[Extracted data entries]
┌────────

PR #1036, opened 2017-11-14
Updated ADAL to leverage classess moved to common; removed classess a…

shoatman:
See common repo issue 5


adal/build.gradle
```diff
@@ -239,7 +239,7 @@ task findbugs(type: FindBugs) {
     description 'Run findbugs'
     group 'verification'
 
-    classes = fileTree("build/intermediates/classes/debug/")
+    classes = fileTree("$project.buildDir/intermediates/classes/debug/")
```
iambmelt: Great - thanks for fixing this 👍

PR #266, opened 2018-02-27
Allow custom network tx fee

brianlenz:

Gives developers flexibility to specify a custom tx `net_fee` when automating bulk transactions to save on gas costs (the default of 0.001 is a bit higher than needed).

Added a new `net_fee_override` parameter to the `test_invoke` and `test_deploy_and_invoke` methods (along with calling methods, as appropriate) to allow developers to set a custom fee to use.

Tested it before and after and also updated an existing test case to test that it works properly.

No.

- [X] Did you add any tests?


neo/Prompt/Commands/Invoke.py
```diff
@@ -210,7 +210,7 @@ def TestInvokeContract(wallet, args, withdrawal_tx=None, parse_params=True, from
     return None, None, None, None
 
 
-def test_invoke(script, wallet, outputs, withdrawal_tx=None, from_addr=None):
+def test_invoke(script, wallet, outputs, withdrawal_tx=None, from_addr=None, net_fee_override=None):
```
localhuman: Would be easier to do this:
`def test_invoke(script, wallet, outputs, withdrawal_tx=None, from_addr=None, net_fee_override=Fixed8.FromDecimal(.001)):`

Then you can get rid of the conditional below.

localhuman: Also may make sense to just use the kwarg name `net_fee`

localhuman:
This is very useful, great works!

neo/Prompt/Commands/Invoke.py
brianlenz: So, I actually implemented that way initially, but with 4 different methods having this arg (and thus specifying the default value), I opted for the `net_fee_override` approach instead so that the default of `.001` is limited to just the two places it's used. I'm happy to change it if you guys think that's preferable.

I might suggest instead that the value is just the float value, though, so that callers don't have to deal with calling `Fixed8.FromDecimal()`; it'll be easier to just pass in the float value directly and let the method handle the type conversion.

Thoughts?

brianlenz: Actually, I'll just make it use a constant. I think that'll make the most sense. Update incoming shortly...

brianlenz: I decided to go with the name `min_fee` for the kwarg to disambiguate it from the existing `net_fee` variable used in `test_invoke`. I also opted for your suggestion of defining the kwarg as `Fixed8` for consistency with other `fee` args.

Let me know if you think anything else needs tweaking! Thanks for the feedback 👍

neo/Prompt/Commands/Invoke.py
```diff
@@ -35,7 +35,7 @@
 from neo.VM.OpCode import *
 import json
 
-DEFAULT_MIN_FEE = Fixed8.FromDecimal(.001)
+DEFAULT_MIN_FEE = Fixed8.FromDecimal(.0001)
```
brianlenz: @localhuman, what's your level of confidence that this is a sufficient fee? In my experience, I had a hard time getting every relayed transaction accepted when I used `.0001` or even `.0002`. When running a large number of automated transactions, I'd see some transactions not go through successfully. Only once I bumped it up to `.0004` was I able to consistently get all relayed transactions to get processed successfully.

PR #267, opened 2018-02-27
Add Full JSON-RPC Param Type Support

brianlenz:
* Updated the JSON-RPC implementation so that it supports setting the `ContractParameterType` consistently with the reference implementation. This includes not only the current hex representation, but also int value, string literal, and int string.

* Added appropriate tests to ensure each of these permutations is functional.

Not all of the usual JSON-RPC contract param types are supported currently. The current implementation only supports hex-encoded strings. This change adds support for the various types that are supported in the NEO reference implementation, including int (e.g. `7`), string int (e.g. `"7"`, and string literal (e.g. `"String"`).

Updated the parser to support auto-detecting the type.

Tested it and added a test for each new variation that is supported.

No.

- [X] Did you add any tests?


localhuman:
👍

metachris:
👍

PR #270, opened 2018-02-27
Move to Python 3.6+ and integration with new version of neo-boa

localhuman:

- move to only python 3.6+ support
- use new version of compiler ( neo-boa==0.3.3 ) based on python 3.6 wordcode
- full testing of VM and all compiled smart contracts
- adds new command `TestBuild` for running tests of compiled contracts

- wrote new version of compiler for python 3.6+
- added a lot of tests
- updated travis

- tests

- This is not compatible with Python 3.5.  You will need to delete your virtual environment and create a new one with Python 3.6 or greater, then re-install `requirements.txt`

- [x] Did you add any tests?


requirements_docs.txt
```diff
@@ -38,6 +38,7 @@ mock==2.0.0
 mpmath==1.0.0
 neo-boa==0.2.1
 neo-python-rpc==0.1.8
+neo-core==0.3.6
```
metachris: `neo-core` doesn't exist, the package is called `neocore`. Why do we need this in the docs requirements, actually?

requirements_docs.txt
```diff
@@ -9,7 +9,7 @@ base58==0.2.5
 bitcoin==1.1.42
 blessings==1.6.1
 bpython==0.17
-byteplay3==3.5.0
+bytecode==0.5
```
metachris: Why do we need this in the docs requirements?

metachris:
If we merge this into master, we should definitely do a minor version bump!

requirements_docs.txt
localhuman: I think at some point we would maybe be using the compiler when generating the docs?

metachris: Not sure about the use-case, but sure :D

metachris:
woo hoo

PR #279, opened 2018-03-01
Add num_peers to REST API

brianlenz:

Added a `num_peers` property to the `/status` endpoint of the REST API.

Fixed traceback error for script hash that doesn't exist for `/tokens` endpoint.

Implemented.

Tested.

No.

- [ ] Did you add any tests?


metachris:
👍

PR #280, opened 2018-03-02
Docs for Python 3.6 update

metachris:
* Updated README.md and docs/install.rst with infos about setting up the new Python 3.6 system, in particular relevant because Ubuntu <16.10 (eg. 16.04, the latest LTS) does not support python-3.6 out of the box.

└────────

Aim of the task:
Return a faithful copy of all the records above.

Task response:
PR #1036, opened 2017-11-14
Updated ADAL to leverage classess moved to common; removed classess a…

shoatman:
See common repo issue 5


adal/build.gradle
```diff
@@ -239,7 +239,7 @@ task findbugs(type: FindBugs) {
     description 'Run findbugs'
     group 'verification'
 
-    classes = fileTree("build/intermediates/classes/debug/")
+    classes = fileTree("$project.buildDir/intermediates/classes/debug/")
```
iambmelt: Great - thanks for fixing this 👍

PR #266, opened 2018-02-27
Allow custom network tx fee

brianlenz:

Gives developers flexibility to specify a custom tx `net_fee` when automating bulk transactions to save on gas costs (the default of 0.001 is a bit higher than needed).

Added a new `net_fee_override` parameter to the `test_invoke` and `test_deploy_and_invoke` methods (along with calling methods, as appropriate) to allow developers to set a custom fee to use.

Tested it before and after and also updated an existing test case to test that it works properly.

No.

- [X] Did you add any tests?


neo/Prompt/Commands/Invoke.py
```diff
@@ -210,7 +210,7 @@ def TestInvokeContract(wallet, args, withdrawal_tx=None, parse_params=True, from
     return None, None, None, None
 
 
-def test_invoke(script, wallet, outputs, withdrawal_tx=None, from_addr=None):
+def test_invoke(script, wallet, outputs, withdrawal_tx=None, from_addr=None, net_fee_override=None):
```
localhuman: Would be easier to do this:
`def test_invoke(script, wallet, outputs, withdrawal_tx=None, from_addr=None, net_fee_override=Fixed8.FromDecimal(.001)):`

Then you can get rid of the conditional below.

localhuman: Also may make sense to just use the kwarg name `net_fee`

localhuman:
This is very useful, great works!

neo/Prompt/Commands/Invoke.py
brianlenz: So, I actually implemented that way initially, but with 4 different methods having this arg (and thus specifying the default value), I opted for the `net_fee_override` approach instead so that the default of `.001` is limited to just the two places it's used. I'm happy to change it if you guys think that's preferable.

I might suggest instead that the value is just the float value, though, so that callers don't have to deal with calling `Fixed8.FromDecimal()`; it'll be easier to just pass in the float value directly and let the method handle the type conversion.

Thoughts?

brianlenz: Actually, I'll just make it use a constant. I think that'll make the most sense. Update incoming shortly...

brianlenz: I decided to go with the name `min_fee` for the kwarg to disambiguate it from the existing `net_fee` variable used in `test_invoke`. I also opted for your suggestion of defining the kwarg as `Fixed8` for consistency with other `fee` args.

Let me know if you think anything else needs tweaking! Thanks for the feedback 👍

neo/Prompt/Commands/Invoke.py
```diff
@@ -35,7 +35,7 @@
 from neo.VM.OpCode import *
 import json
 
-DEFAULT_MIN_FEE = Fixed8.FromDecimal(.001)
+DEFAULT_MIN_FEE = Fixed8.FromDecimal(.0001)
```
brianlenz: @localhuman, what's your level of confidence that this is a sufficient fee? In my experience, I had a hard time getting every relayed transaction accepted when I used `.0001` or even `.0002`. When running a large number of automated transactions, I'd see some transactions not go through successfully. Only once I bumped it up to `.0004` was I able to consistently get all relayed transactions to get processed successfully.

PR #267, opened 2018-02-27
Add Full JSON-RPC Param Type Support

brianlenz:
* Updated the JSON-RPC implementation so that it supports setting the `ContractParameterType` consistently with the reference implementation. This includes not only the current hex representation, but also int value, string literal, and int string.

* Added appropriate tests to ensure each of these permutations is functional.

Not all of the usual JSON-RPC contract param types are supported currently. The current implementation only supports hex-encoded strings. This change adds support for the various types that are supported in the NEO reference implementation, including int (e.g. `7`), string int (e.g. `"7"`, and string literal (e.g. `"String"`).

Updated the parser to support auto-detecting the type.

Tested it and added a test for each new variation that is supported.

No.

- [X] Did you add any tests?


localhuman:
👍

metachris:
👍

PR #270, opened 2018-02-27
Move to Python 3.6+ and integration with new version of neo-boa

localhuman:

- move to only python 3.6+ support
- use new version of compiler ( neo-boa==0.3.3 ) based on python 3.6 wordcode
- full testing of VM and all compiled smart contracts
- adds new command `TestBuild` for running tests of compiled contracts

- wrote new version of compiler for python 3.6+
- added a lot of tests
- updated travis

- tests

- This is not compatible with Python 3.5.  You will need to delete your virtual environment and create a new one with Python 3.6 or greater, then re-install `requirements.txt`

- [x] Did you add any tests?


requirements_docs.txt
```diff
@@ -38,6 +38,7 @@ mock==2.0.0
 mpmath==1.0.0
 neo-boa==0.2.1
 neo-python-rpc==0.1.8
+neo-core==0.3.6
```
metachris: `neo-core` doesn't exist, the package is called `neocore`. Why do we need this in the docs requirements, actually?

requirements_docs.txt
```diff
@@ -9,7 +9,7 @@ base58==0.2.5
 bitcoin==1.1.42
 blessings==1.6.1
 bpython==0.17
-byteplay3==3.5.0
+bytecode==0.5
```
metachris: Why do we need this in the docs requirements?

metachris:
If we merge this into master, we should definitely do a minor version bump!

requirements_docs.txt
localhuman: I think at some point we would maybe be using the compiler when generating the docs?

metachris: Not sure about the use-case, but sure :D

metachris:
woo hoo

PR #279, opened 2018-03-01
Add num_peers to REST API

brianlenz:

Added a `num_peers` property to the `/status` endpoint of the REST API.

Fixed traceback error for script hash that doesn't exist for `/tokens` endpoint.

Implemented.

Tested.

No.

- [ ] Did you add any tests?


metachris:
👍

PR #280, opened 2018-03-02
Docs for Python 3.6 update

metachris:
* Updated README.md and docs/install.rst with infos about setting up the new Python 3.6 system, in particular relevant because Ubuntu <16.10 (eg. 16.04, the latest LTS) does not support python-3.6 out of the box.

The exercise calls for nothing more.